» INPUT

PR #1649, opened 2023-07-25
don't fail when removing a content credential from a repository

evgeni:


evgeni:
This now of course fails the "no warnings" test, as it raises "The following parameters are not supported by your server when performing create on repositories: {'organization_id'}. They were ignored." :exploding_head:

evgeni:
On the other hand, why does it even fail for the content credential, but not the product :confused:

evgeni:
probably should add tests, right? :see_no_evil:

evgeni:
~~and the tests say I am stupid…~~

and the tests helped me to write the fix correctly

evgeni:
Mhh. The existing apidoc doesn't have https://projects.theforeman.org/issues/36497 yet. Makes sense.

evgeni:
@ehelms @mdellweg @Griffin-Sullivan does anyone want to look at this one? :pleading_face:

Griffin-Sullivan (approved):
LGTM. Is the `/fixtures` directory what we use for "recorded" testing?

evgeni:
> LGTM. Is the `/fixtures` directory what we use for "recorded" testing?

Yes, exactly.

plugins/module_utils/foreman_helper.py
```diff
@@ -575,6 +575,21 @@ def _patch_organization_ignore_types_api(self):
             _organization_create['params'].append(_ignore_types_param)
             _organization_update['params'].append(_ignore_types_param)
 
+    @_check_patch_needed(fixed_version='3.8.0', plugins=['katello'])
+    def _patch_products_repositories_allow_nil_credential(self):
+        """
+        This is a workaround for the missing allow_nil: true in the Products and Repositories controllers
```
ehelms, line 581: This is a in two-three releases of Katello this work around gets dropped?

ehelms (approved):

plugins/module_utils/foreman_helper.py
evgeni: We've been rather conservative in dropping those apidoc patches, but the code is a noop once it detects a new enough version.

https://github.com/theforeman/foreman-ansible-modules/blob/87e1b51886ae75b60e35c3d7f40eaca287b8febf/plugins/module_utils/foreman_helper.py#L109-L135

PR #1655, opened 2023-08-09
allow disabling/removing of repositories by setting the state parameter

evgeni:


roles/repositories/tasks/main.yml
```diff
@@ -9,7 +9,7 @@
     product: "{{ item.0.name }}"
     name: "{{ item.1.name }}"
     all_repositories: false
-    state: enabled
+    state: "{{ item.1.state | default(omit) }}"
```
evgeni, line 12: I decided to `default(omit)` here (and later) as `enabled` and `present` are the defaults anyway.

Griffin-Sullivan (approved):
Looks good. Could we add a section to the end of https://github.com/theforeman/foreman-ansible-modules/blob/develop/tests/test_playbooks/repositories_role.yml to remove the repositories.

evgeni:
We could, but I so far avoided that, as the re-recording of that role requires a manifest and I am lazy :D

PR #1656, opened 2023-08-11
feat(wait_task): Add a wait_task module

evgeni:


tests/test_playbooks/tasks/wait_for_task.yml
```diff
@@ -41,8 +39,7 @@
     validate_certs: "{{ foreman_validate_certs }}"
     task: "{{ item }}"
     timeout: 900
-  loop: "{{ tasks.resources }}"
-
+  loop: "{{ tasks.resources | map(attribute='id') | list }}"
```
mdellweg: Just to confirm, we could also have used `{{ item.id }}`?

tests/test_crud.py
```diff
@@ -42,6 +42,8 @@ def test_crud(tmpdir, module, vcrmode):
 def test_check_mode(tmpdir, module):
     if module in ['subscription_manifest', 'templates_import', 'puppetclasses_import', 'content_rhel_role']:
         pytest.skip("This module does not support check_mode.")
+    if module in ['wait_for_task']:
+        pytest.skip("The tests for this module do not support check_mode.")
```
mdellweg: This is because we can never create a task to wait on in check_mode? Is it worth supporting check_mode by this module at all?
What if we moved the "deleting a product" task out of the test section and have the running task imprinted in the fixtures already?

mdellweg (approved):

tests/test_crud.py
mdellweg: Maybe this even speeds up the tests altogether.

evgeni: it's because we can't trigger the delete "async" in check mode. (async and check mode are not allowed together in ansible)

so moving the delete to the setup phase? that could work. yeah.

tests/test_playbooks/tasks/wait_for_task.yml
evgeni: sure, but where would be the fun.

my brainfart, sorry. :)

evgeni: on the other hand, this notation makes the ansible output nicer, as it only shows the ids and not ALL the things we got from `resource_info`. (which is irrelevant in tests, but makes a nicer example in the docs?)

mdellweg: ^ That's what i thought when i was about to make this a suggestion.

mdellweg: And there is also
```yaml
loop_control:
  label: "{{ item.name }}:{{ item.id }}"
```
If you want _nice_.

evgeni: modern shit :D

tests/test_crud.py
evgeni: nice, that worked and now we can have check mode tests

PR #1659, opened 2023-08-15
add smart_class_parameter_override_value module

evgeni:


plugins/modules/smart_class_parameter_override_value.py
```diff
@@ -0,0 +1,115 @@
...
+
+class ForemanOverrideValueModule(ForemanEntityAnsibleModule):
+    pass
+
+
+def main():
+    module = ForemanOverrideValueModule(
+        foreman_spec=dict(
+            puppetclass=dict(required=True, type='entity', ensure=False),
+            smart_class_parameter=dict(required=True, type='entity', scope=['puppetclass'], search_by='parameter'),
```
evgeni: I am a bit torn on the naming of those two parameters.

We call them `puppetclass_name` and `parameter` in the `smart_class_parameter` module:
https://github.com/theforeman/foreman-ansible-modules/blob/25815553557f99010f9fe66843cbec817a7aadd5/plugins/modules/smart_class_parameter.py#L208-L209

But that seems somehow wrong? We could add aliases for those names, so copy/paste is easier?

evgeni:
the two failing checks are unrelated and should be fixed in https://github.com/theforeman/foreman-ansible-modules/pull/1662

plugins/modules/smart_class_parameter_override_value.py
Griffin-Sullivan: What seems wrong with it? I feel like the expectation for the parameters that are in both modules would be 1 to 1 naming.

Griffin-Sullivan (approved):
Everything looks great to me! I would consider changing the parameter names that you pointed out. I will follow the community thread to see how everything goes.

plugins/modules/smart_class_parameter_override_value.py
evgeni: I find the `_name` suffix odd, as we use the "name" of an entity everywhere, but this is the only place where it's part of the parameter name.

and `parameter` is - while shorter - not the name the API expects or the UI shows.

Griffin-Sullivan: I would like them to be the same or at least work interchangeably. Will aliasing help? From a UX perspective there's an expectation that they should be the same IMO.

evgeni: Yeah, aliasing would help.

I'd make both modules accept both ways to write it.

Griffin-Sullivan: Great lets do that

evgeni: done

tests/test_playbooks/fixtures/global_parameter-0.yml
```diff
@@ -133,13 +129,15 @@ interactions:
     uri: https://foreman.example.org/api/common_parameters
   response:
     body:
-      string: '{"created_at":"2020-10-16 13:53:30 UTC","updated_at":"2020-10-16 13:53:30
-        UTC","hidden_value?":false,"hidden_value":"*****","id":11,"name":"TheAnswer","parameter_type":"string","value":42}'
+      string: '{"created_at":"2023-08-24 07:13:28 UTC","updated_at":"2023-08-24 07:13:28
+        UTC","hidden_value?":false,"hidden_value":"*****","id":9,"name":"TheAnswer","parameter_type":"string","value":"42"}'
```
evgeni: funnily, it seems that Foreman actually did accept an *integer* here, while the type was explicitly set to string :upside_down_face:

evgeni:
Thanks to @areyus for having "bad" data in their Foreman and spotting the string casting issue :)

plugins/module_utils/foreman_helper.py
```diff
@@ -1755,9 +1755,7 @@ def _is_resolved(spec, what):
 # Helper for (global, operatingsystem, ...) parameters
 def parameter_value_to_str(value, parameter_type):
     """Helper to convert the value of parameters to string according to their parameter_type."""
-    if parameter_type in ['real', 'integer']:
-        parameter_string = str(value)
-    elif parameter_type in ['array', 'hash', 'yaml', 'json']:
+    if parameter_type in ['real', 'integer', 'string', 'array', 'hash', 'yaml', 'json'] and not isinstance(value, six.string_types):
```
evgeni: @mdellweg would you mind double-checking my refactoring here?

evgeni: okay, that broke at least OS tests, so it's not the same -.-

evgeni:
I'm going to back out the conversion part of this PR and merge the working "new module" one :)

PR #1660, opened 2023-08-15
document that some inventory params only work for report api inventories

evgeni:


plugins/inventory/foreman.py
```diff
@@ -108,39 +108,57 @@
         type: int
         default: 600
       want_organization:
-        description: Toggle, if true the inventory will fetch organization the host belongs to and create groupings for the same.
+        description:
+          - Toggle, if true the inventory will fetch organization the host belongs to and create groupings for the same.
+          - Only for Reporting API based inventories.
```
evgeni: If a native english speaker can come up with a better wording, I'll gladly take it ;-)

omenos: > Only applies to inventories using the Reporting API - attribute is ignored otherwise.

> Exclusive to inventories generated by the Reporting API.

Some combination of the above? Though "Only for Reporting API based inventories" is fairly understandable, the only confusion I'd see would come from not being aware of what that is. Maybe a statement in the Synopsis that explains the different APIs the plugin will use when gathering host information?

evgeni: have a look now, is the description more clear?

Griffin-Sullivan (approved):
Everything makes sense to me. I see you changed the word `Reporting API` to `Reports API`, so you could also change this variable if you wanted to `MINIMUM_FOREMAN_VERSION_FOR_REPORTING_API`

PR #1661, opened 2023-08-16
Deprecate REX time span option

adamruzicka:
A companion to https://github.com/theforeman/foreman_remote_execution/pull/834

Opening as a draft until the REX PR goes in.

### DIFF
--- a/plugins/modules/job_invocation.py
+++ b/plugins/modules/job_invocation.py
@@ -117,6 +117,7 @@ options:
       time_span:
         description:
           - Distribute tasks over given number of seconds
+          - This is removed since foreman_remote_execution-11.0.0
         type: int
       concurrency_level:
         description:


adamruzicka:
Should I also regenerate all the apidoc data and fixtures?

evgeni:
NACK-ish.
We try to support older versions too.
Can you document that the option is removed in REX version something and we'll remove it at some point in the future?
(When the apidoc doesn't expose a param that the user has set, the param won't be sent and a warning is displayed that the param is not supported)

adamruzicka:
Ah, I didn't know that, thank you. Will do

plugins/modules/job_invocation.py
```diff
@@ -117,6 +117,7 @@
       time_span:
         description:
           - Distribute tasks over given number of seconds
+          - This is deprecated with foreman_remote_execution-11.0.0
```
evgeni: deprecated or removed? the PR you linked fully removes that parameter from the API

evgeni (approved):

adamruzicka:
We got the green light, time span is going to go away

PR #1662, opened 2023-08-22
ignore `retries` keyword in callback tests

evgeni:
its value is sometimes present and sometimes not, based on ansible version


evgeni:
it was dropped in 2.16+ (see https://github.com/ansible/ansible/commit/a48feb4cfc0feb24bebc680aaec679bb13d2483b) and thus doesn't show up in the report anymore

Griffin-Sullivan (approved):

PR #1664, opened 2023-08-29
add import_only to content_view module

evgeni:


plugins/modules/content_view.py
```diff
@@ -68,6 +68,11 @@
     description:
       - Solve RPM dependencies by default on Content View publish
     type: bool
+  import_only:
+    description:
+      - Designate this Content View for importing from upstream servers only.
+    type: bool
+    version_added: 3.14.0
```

» WHAT YOU SHOULD DO
Note every line in the material with "github" and copy it.

» EXERCISE ANSWER
https://github.com/theforeman/foreman-ansible-modules/blob/87e1b51886ae75b60e35c3d7f40eaca287b8febf/plugins/module_utils/foreman_helper.py#L109-L135
Looks good. Could we add a section to the end of https://github.com/theforeman/foreman-ansible-modules/blob/develop/tests/test_playbooks/repositories_role.yml to remove the repositories.
https://github.com/theforeman/foreman-ansible-modules/blob/25815553557f99010f9fe66843cbec817a7aadd5/plugins/modules/smart_class_parameter.py#L208-L209
the two failing checks are unrelated and should be fixed in https://github.com/theforeman/foreman-ansible-modules/pull/1662
A companion to https://github.com/theforeman/foreman_remote_execution/pull/834
it was dropped in 2.16+ (see https://github.com/ansible/ansible/commit/a48feb4cfc0feb24bebc680aaec679bb13d2483b) and thus doesn't show up in the report anymore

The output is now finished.